SUPPLIED DATA:
PR #281, opened 2025-04-07
Add helper functions to distinguish between jsonRPC message types

fredericbarthelet:
Added simple type guard functions `isJSONRPCRequest`, `isJSONRPCResponse` and `isJSONRPCNotification` relying on existing schemas

## Motivation and Context

This is to avoid `"key" in message` conditions in the codebase and ensure condition are actually handling properly formatted message. This helper functions are also quite handy to avoid having to implement custom type guards in custom transport librairies - i.e. https://github.com/fredericbarthelet/middy-mcp/blob/df6e932d60aef4fad9ef436d1466057f773f1fb6/src/HttpServerTransport.ts#L4-L11

## How Has This Been Tested?

There is no dedicated test file for `types.ts` but existing tests in `protocol.test.ts` are used to make sure assertion are the same.

## Breaking Changes

No breaking changes

## Types of changes

- [ ] Bug fix (non-breaking change which fixes an issue)
- [x] New feature (non-breaking change which adds functionality)
- [ ] Breaking change (fix or feature that would cause existing functionality to change)
- [ ] Documentation update

## Checklist

- [x] I have read the [MCP Documentation](https://modelcontextprotocol.io)
- [x] My code follows the repository's style guidelines
- [x] New and existing tests pass locally
- [x] I have added appropriate error handling
- [ ] I have added or updated documentation as needed

PR #231, opened 2025-03-28
fix: 🐛 can't establish sse when server side enable compress

Exlau:
Add "no-transform" cache-control header for sse.

## Motivation and Context
sse can't established when server side enable compress like gzip.

## How Has This Been Tested?
locally.

## Breaking Changes
no braking changes.

## Types of changes

- [x] Bug fix (non-breaking change which fixes an issue)
- [ ] New feature (non-breaking change which adds functionality)
- [ ] Breaking change (fix or feature that would cause existing functionality to change)
- [ ] Documentation update

## Checklist

- [x] I have read the [MCP Documentation](https://modelcontextprotocol.io)
- [x] My code follows the repository's style guidelines
- [x] New and existing tests pass locally
- [x] I have added appropriate error handling
- [ ] I have added or updated documentation as needed

## Additional context
no more.

PR #304, opened 2025-04-10
StreamableHTTP -  listening for messages from the server trough GET established SSE

ihrpr:
[The Spec](https://modelcontextprotocol.io/specification/2025-03-26/basic/transports#listening-for-messages-from-the-server) states:
> The client MAY issue an HTTP GET to the MCP endpoint. This can be used to open an SSE stream, allowing the server to communicate to the client, without the client first sending data via HTTP POST.

Adding implementation to establish SSE connection through GET request. This is useful in particular for things like have tools/prompts/resource server notification to client - see examples. 

Cleaning up README and adding more structure.

### Remaining follow ups from Streamable HTTP transport

 (mostly small changes, testing and cleaning up): 
-  Session management and Resumability (this is not small though )
- Refactor auth and make it work with session management
- Extended Examples for client and server
- Integration tests using examples
- Cancellation for streams - test and if any bugs fix
- Batching - mostly testing and checking if there are bugs
- Client to handle closing stream when all responses are done (bad server case)

### DIFF
--- a/src/examples/README.md
+++ b/src/examples/README.md
@@ -9,6 +9,7 @@ This directory contains example implementations of MCP clients and servers using
   - [Server Supporting SSE via GET](#server-supporting-with-sse-via-get-serverstandalonessewithgetstreamablehttpts)
   - [Server with JSON Response Mode](#server-with-json-response-mode-serverjsonresponsestreamablehttpts)
 - [Client Example - Streamable HTTP](#client-clientsimplestreamablehttpts)
+- [Useful bash commands for testing](#useful-commands-for-testing)
 
 ## Streamable HTTP - single node deployment with basic session state management
 
@@ -30,35 +31,6 @@ npx tsx src/examples/server/simpleStreamableHttp.ts
 ```
 
 The server will start on port 3000. You can test the initialization and tool listing:
-
-```bash
-# First initialize the server and save the session ID to a variable
-SESSION_ID=$(curl -X POST \
-  -H "Content-Type: application/json" \
-  -H "Accept: application/json" \
-  -H "Accept: text/event-stream" \
-  -d '{
-    "jsonrpc": "2.0",
-    "method": "initialize",
-    "params": {
-      "capabilities": {},
-      "protocolVersion": "2025-03-26", 
-      "clientInfo": {
-        "name": "test",
-        "version": "1.0.0"
-      }
-    },
-    "id": "1"
-  }' \
-  -i http://localhost:3000/mcp 2>&1 | grep -i "mcp-session-id" | cut -d' ' -f2 | tr -d '\r')
-echo "Session ID: $SESSION_ID
-
-# Then list tools using the saved session ID 
-curl -X POST -H "Content-Type: application/json" -H "Accept: application/json, text/event-stream" \
-  -H "mcp-session-id: $SESSION_ID" \
-  -d '{"jsonrpc":"2.0","method":"tools/list","params":{},"id":"2"}' \
-  http://localhost:3000/mcp
-```
 
 ### Server supporting with SSE via GET (`server/standaloneSseWithGetStreamableHttp.ts`)
 
@@ -83,10 +55,31 @@ A simple MCP server that uses the Streamable HTTP transport with JSON response m
 npx tsx src/examples/server/jsonResponseStreamableHttp.ts
 ```
 
-The server will start on port 3000. You can test the initialization and tool calling:
+
+### Client (`client/simpleStreamableHttp.ts`)
+
+A client that connects to the server, initializes it, and demonstrates how to:
+
+- List available tools and call the `greet` tool
+- List available prompts and get the `greeting-template` prompt
+- List available resources
+
+#### Running the client
 
 ```bash
-# Initialize the server and get the session ID from headers
+npx tsx src/examples/client/simpleStreamableHttp.ts
+```
+
+Make sure the server is running before starting the client.
+
+
+### Useful commands for testing
+
+#### Initialize
+Streamable HTTP transport requires to do the initialization first.
+
+```bash
+# First initialize the server and save the session ID to a variable
 SESSION_ID=$(curl -X POST \
   -H "Content-Type: application/json" \
   -H "Accept: application/json" \
@@ -105,8 +98,24 @@ SESSION_ID=$(curl -X POST \
     "id": "1"
   }' \
   -i http://localhost:3000/mcp 2>&1 | grep -i "mcp-session-id" | cut -d' ' -f2 | tr -d '\r')
-echo "Session ID: $SESSION_ID"
+echo "Session ID: $SESSION_ID
 
+```
+
+Once thre is a session we can send POST requests
+
+#### List tools
+```bash
+# Then list tools using the saved session ID 
+curl -X POST -H "Content-Type: application/json" -H "Accept: application/json, text/event-stream" \
+  -H "mcp-session-id: $SESSION_ID" \
+  -d '{"jsonrpc":"2.0","method":"tools/list","params":{},"id":"2"}' \
+  http://localhost:3000/mcp
+```
+
+#### Call tool 
+
+```bash
 # Call the greet tool using the saved session ID
 curl -X POST \
   -H "Content-Type: application/json" \
@@ -126,22 +135,3 @@ curl -X POST \
   }' \
   http://localhost:3000/mcp
 ```
-
-
-### Client (`client/simpleStreamableHttp.ts`)
-
-A client that connects to the server, initializes it, and demonstrates how to:
-
-- List available tools and call the `greet` tool
-- List available prompts and get the `greeting-template` prompt
-- List available resources
-
-#### Running the client
-
-```bash
-npx tsx src/examples/client/simpleStreamableHttp.ts
-```
-
-Make sure the server is running before starting the client.
-
-
--- a/src/examples/README.md
+++ b/src/examples/README.md
@@ -16,7 +16,7 @@ This directory contains example implementations of MCP clients and servers using
 Multi node with state management example will be added soon after we add support.
 
 
-### Simple Server with Streamable Http transport (`server/simpleStreamableHttp.ts`)
+### Simple server with Streamable HTTP transport (`server/simpleStreamableHttp.ts`)
 
 A simple MCP server that uses the Streamable HTTP transport, implemented with Express. The server provides:
 
@@ -32,7 +32,7 @@ npx tsx src/examples/server/simpleStreamableHttp.ts
 
 The server will start on port 3000. You can test the initialization and tool listing:
 
-### Server supporting with SSE via GET (`server/standaloneSseWithGetStreamableHttp.ts`)
+### Server supporting SSE via GET (`server/standaloneSseWithGetStreamableHttp.ts`)
 
 An MCP server that demonstrates how to support SSE notifications via GET requests using the Streamable HTTP transport with Express. The server dynamically adds resources at regular intervals and supports notifications for resource list changes (server notifications are available through the standalone SSE connection established by GET request).
 
@@ -46,8 +46,9 @@ The server will start on port 3000 and automatically create new resources every 
 
 ### Server with JSON response mode (`server/jsonResponseStreamableHttp.ts`)
 
-This is not recommented way to use the transport, as its quite limiting and not supporting features like logging and progress notifications on tool execution.
 A simple MCP server that uses the Streamable HTTP transport with JSON response mode enabled, implemented with Express. The server provides a simple `greet` tool that returns a greeting for a name.
+
+_NOTE: This demonstrates a server that does not use SSE at all. Note that this limits its support for MCP features; for example, it cannot provide logging and progress notifications for tool execution._
 
 #### Running the server
 
@@ -101,8 +102,7 @@ SESSION_ID=$(curl -X POST \
 echo "Session ID: $SESSION_ID
 
 ```
-
-Once thre is a session we can send POST requests
+Once a session is established, we can send POST requests:
 
 #### List tools
 ```bash
--- a/src/examples/README.md
+++ b/src/examples/README.md
@@ -2,12 +2,79 @@
 
 This directory contains example implementations of MCP clients and servers using the TypeScript SDK.
 
+## Table of Contents
+
+- [Streamable HTTP Servers - Single Node Deployment](#streamable-http---single-node-deployment-with-basic-session-state-management)
+  - [Simple Server with Streamable HTTP](#simple-server-with-streamable-http-transport-serversimplestreamablehttpts)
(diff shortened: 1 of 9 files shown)


src/examples/server/simpleStreamableHttp.ts
```diff
@@ -174,6 +174,19 @@ app.post('/mcp', async (req: Request, res: Response) => {
   }
 });
 
+// Handle GET requests for SSE streams (now using built-in support from StreamableHTTP)
```
jspahrsummers: The "now" will age badly:
```suggestion
// Handle GET requests for SSE streams (using built-in support from StreamableHTTP)
```

src/server/streamableHttp.ts
```diff
@@ -105,12 +108,81 @@ export class StreamableHTTPServerTransport implements Transport {
...
+      headers["mcp-session-id"] = this.sessionId;
+    }
+    // The server MAY include a Last-Event-ID header in the response to this HTTP GET.
+    // Resumability will be supported in the future
+
+    // Check if there's already an active standalone SSE stream for this session
+    const existingStream = this._responseMapping.get(this._sseStreamKey);
+
+    if (existingStream !== undefined) {
+      // Only one GET SSE stream is allowed per session
```
jspahrsummers, line 153: This won't be the case with resumability. (A resumed stream will look similar to a standalone GET here.)

Also, maybe we should encode this "one GET stream only" into the spec…

src/server/streamableHttp.ts
```diff
@@ -105,12 +108,81 @@ export class StreamableHTTPServerTransport implements Transport {
...
+    // in the Mcp-Session-Id header on all of their subsequent HTTP requests.
+    if (!this.validateSession(req, res)) {
+      return;
+    }
+
+    // The server MUST either return Content-Type: text/event-stream in response to this HTTP GET, 
+    // or else return HTTP 405 Method Not Allowed
+    const headers: Record<string, string> = {
+      "Content-Type": "text/event-stream",
+      "Cache-Control": "no-cache",
```
```suggestion
      "Cache-Control": "no-cache, no-transform",
```

See https://github.com/modelcontextprotocol/typescript-sdk/pull/231.

src/server/streamableHttp.ts
```diff
@@ -379,8 +451,25 @@ export class StreamableHTTPServerTransport implements Transport {
...
     if (requestId === undefined) {
-      throw new Error("No request ID provided for the message");
+      // For standalone SSE streams, we can only send requests and notifications
+      if ('result' in message || 'error' in message) {
+        throw new Error("Cannot send a response on a standalone SSE stream unless resuming a previous client request");
+      }
+
+      const standaloneStream = this._responseMapping.get(this._sseStreamKey);
+      if (standaloneStream === undefined) {
+        // The spec says the server MAY send messages on the stream, so it's ok to discard if no stream
```
jspahrsummers, line 462: Possible follow-up: do we want to offer an API that lets the implementor enqueue them for later delivery? (e.g., if the client is not connected now but might be later)

src/server/streamableHttp.ts
```diff
@@ -379,8 +451,25 @@ export class StreamableHTTPServerTransport implements Transport {
...
       requestId = message.id;
     }
+
+    // Check if this message should be sent on the standalone SSE stream (no request ID)
+    // Ignore notifications from tools (which have relatedRequestId set)
+    // Those will be sent via dedicated response SSE streams
     if (requestId === undefined) {
-      throw new Error("No request ID provided for the message");
+      // For standalone SSE streams, we can only send requests and notifications
+      if ('result' in message || 'error' in message) {
```
jspahrsummers, line 457: Use the [helper functions](https://github.com/modelcontextprotocol/typescript-sdk/pull/281) now?

src/examples/server/standaloneSseWithGetStreamableHttp.ts
```diff
@@ -0,0 +1,136 @@
...
+const server = new McpServer({
+  name: 'resource-list-changed-notification-server',
+  version: '1.0.0',
+}, {
+  capabilities: {
+    resources: {
+      listChanged: true, // Support notifications for resource list changes
+    },
+  }
+});
```
jspahrsummers: The changes in https://github.com/modelcontextprotocol/typescript-sdk/pull/247 should mean this capability is registered automatically.

src/examples/server/standaloneSseWithGetStreamableHttp.ts
```diff
@@ -0,0 +1,136 @@
...
+    async (): Promise<ReadResourceResult> => {
+      return {
+        contents: [{ uri, text: content }],
+      };
+    }
+  );
+
+};
+
+addResource('example-resource', 'Initial content for example-resource');
```
jspahrsummers, line 31: You could alternatively use the API from https://github.com/modelcontextprotocol/typescript-sdk/pull/247 to update one resource in-place.

src/examples/server/standaloneSseWithGetStreamableHttp.ts
```diff
@@ -0,0 +1,136 @@
...
+  await transport.handleRequest(req, res);
+});
+
+// Helper function to detect initialize requests
+function isInitializeRequest(body: unknown): boolean {
+  if (Array.isArray(body)) {
+    return body.some(msg => typeof msg === 'object' && msg !== null && 'method' in msg && msg.method === 'initialize');
+  }
+  return typeof body === 'object' && body !== null && 'method' in body && body.method === 'initialize';
+}
```
jspahrsummers, line 116: Hmm, unfortunate that this has to live in the caller's code. Is there some way the transport can handle this?

src/examples/client/simpleStreamableHttp.ts
```diff
@@ -24,50 +25,79 @@ async function main(): Promise<void> {
   const transport = new StreamableHTTPClientTransport(
     new URL('http://localhost:3000/mcp')
   );
+  let supportsStandaloneSse = false;
 
   // Connect the client using the transport and initialize the server
   await client.connect(transport);
+  console.log('Connected to MCP server');
+  // Open a standalone SSE stream to receive server-initiated messages
```
jspahrsummers: Nit: redundant comment, I'd just remove it

src/examples/client/simpleStreamableHttp.ts
```diff
@@ -24,50 +25,79 @@ async function main(): Promise<void> {
...
+  console.log('Opening SSE stream to receive server notifications...');
+  try {
+    await transport.openSseStream();
```
jspahrsummers: This should be part of `start()` IMO. It should just happen automatically, as long as the server supports it.

src/examples/client/simpleStreamableHttp.ts
```diff
@@ -24,50 +25,79 @@ async function main(): Promise<void> {
...
-
-  console.log('Connected to MCP server');
   // List available tools
-  const toolsRequest: ListToolsRequest = {
-    method: 'tools/list',
-    params: {}
-  };
-  const toolsResult = await client.request(toolsRequest, ListToolsResultSchema);
-  console.log('Available tools:', toolsResult.tools);
+  try {
```
jspahrsummers: This try-catch shouldn't be necessary if the server's capabilities are checked first.

src/examples/client/simpleStreamableHttp.ts
```diff
@@ -24,50 +25,79 @@ async function main(): Promise<void> {
...
-    method: 'tools/call',
-    params: {
-      name: 'greet',
-      arguments: { name: 'MCP User' }
-    }
-  };
-  const greetResult = await client.request(greetRequest, CallToolResultSchema);
-  console.log('Greeting result:', greetResult.content[0].text);
+    if (toolsResult.tools.length === 0) {
+      console.log('No tools available from the server');
```
jspahrsummers: Nit: I suggest moving this tool calling code into a function or something, so this branch could be an early return (making things more readable).

src/examples/README.md
```diff
@@ -2,81 +2,81 @@
...
+
+- A simple `greet` tool that returns a greeting for a name
+- A `greeting-template` prompt that generates a greeting template
+- A static `greeting-resource` resource
 
 #### Running the server
 
 ```bash
-npx tsx src/examples/server/jsonResponseStreamableHttp.ts
+npx tsx src/examples/server/simpleStreamableHttp.ts
```
jspahrsummers, line 30: We can add scripts to `package.json` that do this, so it doesn't have to be typed out completely by hand.

src/examples/README.md
```diff
@@ -2,81 +2,81 @@
...
 ```
 
-The server will start on port 3000. You can test the initialization and tool calling:
+The server will start on port 3000. You can test the initialization and tool listing:
+
+### Server supporting with SSE via GET (`server/standaloneSseWithGetStreamableHttp.ts`)
```
jspahrsummers:
```suggestion
### Server supporting SSE via GET (`server/standaloneSseWithGetStreamableHttp.ts`)
```

src/examples/README.md
```diff
@@ -2,81 +2,81 @@
...
+
 ## Streamable HTTP - single node deployment with basic session state management
 
-Multi node with stete management example will be added soon after we add support.
+Multi node with state management example will be added soon after we add support.
 
-### Server with JSON response mode (`server/jsonResponseStreamableHttp.ts`)
 
-A simple MCP server that uses the Streamable HTTP transport with JSON response mode enabled, implemented with Express. The server provides a simple `greet` tool that returns a greeting for a name.
+### Simple Server with Streamable Http transport (`server/simpleStreamableHttp.ts`)
```
jspahrsummers:
```suggestion
### Simple server with Streamable HTTP transport (`server/simpleStreamableHttp.ts`)
```

src/examples/README.md
```diff
@@ -2,81 +2,81 @@
...
-    },
-    "id": "2"
-  }' \
-  http://localhost:3000/mcp
+The server will start on port 3000 and automatically create new resources every 5 seconds.
+
+### Server with JSON response mode (`server/jsonResponseStreamableHttp.ts`)
+
+This is not recommented way to use the transport, as its quite limiting and not supporting features like logging and progress notifications on tool execution.
+A simple MCP server that uses the Streamable HTTP transport with JSON response mode enabled, implemented with Express. The server provides a simple `greet` tool that returns a greeting for a name.
```
jspahrsummers: I wouldn't "anti-recommend" it so strongly. Maybe something like:

```suggestion
A simple MCP server that uses the Streamable HTTP transport with JSON response mode enabled, implemented with Express. The server provides a simple `greet` tool that returns a greeting for a name.

_NOTE: This demonstrates a server that does not use SSE at all. Note that this limits its support for MCP features; for example, it cannot provide logging and progress notifications for tool execution._
```

src/examples/README.md
```diff
@@ -2,81 +2,81 @@
...
 ```
 
-The server will start on port 3000. You can test the initialization and tool listing:
+Make sure the server is running before starting the client.
+
+
+### Useful commands for testing
+
+#### Initialize
+Streamable HTTP transport requires to do the initialization first.
```
jspahrsummers, line 80: This isn't specific to this transport. _MCP_ requires initialization first.

src/examples/README.md
```diff
@@ -100,31 +100,38 @@ SESSION_ID=$(curl -X POST \
   -i http://localhost:3000/mcp 2>&1 | grep -i "mcp-session-id" | cut -d' ' -f2 | tr -d '\r')
 echo "Session ID: $SESSION_ID
 
+```
+
+Once thre is a session we can send POST requests
```
jspahrsummers:
```suggestion
Once a session is established, we can send POST requests:
```

src/server/streamableHttp.ts
```diff
@@ -105,12 +108,81 @@ export class StreamableHTTPServerTransport implements Transport {
...
+
+    // After initialization, always include the session ID if we have one
+    if (this.sessionId !== undefined) {
+      headers["mcp-session-id"] = this.sessionId;
+    }
+    // The server MAY include a Last-Event-ID header in the response to this HTTP GET.
+    // Resumability will be supported in the future
+
+    // Check if there's already an active standalone SSE stream for this session
+    const existingStream = this._responseMapping.get(this._sseStreamKey);
```
jspahrsummers: Does this need to go into the same map? Is there an advantage to doing so? Seems simpler to not have a key for it, but just use a separate field on the class.

jspahrsummers (approved):
Nothing blocking, I think, but there are some things probably worth fixing up before merge. 🙏

src/examples/README.md
ihrpr: ah, great, I'll do this when I'm done with transport - ideally I want to use some of the servers in integrations tests

src/examples/README.md
ihrpr: this readme is for all transports, it's in a separate secion -- Useful commands for testing, not streamable http examples

src/examples/client/simpleStreamableHttp.ts
ihrpr: hmm, it wasn't my experience, if a server dosn't define tools we fail hard here -- I'll add it to follow ups to check

src/examples/server/standaloneSseWithGetStreamableHttp.ts
ihrpr: worth incorporating Mutations in all exampels - adding to follow ups

src/examples/server/standaloneSseWithGetStreamableHttp.ts
ihrpr: yeah, adding to follow ups, session management is still in progress

src/server/streamableHttp.ts
ihrpr: Don't heave a strong opinion here, happy to change

src/server/streamableHttp.ts
ihrpr: yes, resumavility is next :)

ihrpr: > Also, maybe we should encode this "one GET stream only" into the spec…

yes, probably. It's quite "intuitive" that we should not have multiple server streams, but might worth spelling out

src/server/streamableHttp.ts
ihrpr: yes! it was landed yesterday, planning to use it everywhere, it's in follow ups now

src/examples/client/simpleStreamableHttp.ts
ihrpr: the problem here is that start is called within connect, end before the initialization which is happening in connect

src/examples/README.md
ihrpr: moved to on notifications/initialized

src/examples/client/simpleStreamableHttp.ts
ihrpr: moved to notifications/initialized

src/server/streamableHttp.ts
ihrpr: refactored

YOUR GOAL: Where a line of the material holds the word "case", copy that line.

SOLUTION TO THE EXERCISE:
- Client to handle closing stream when all responses are done (bad server case)
jspahrsummers, line 153: This won't be the case with resumability. (A resumed stream will look similar to a standalone GET here.)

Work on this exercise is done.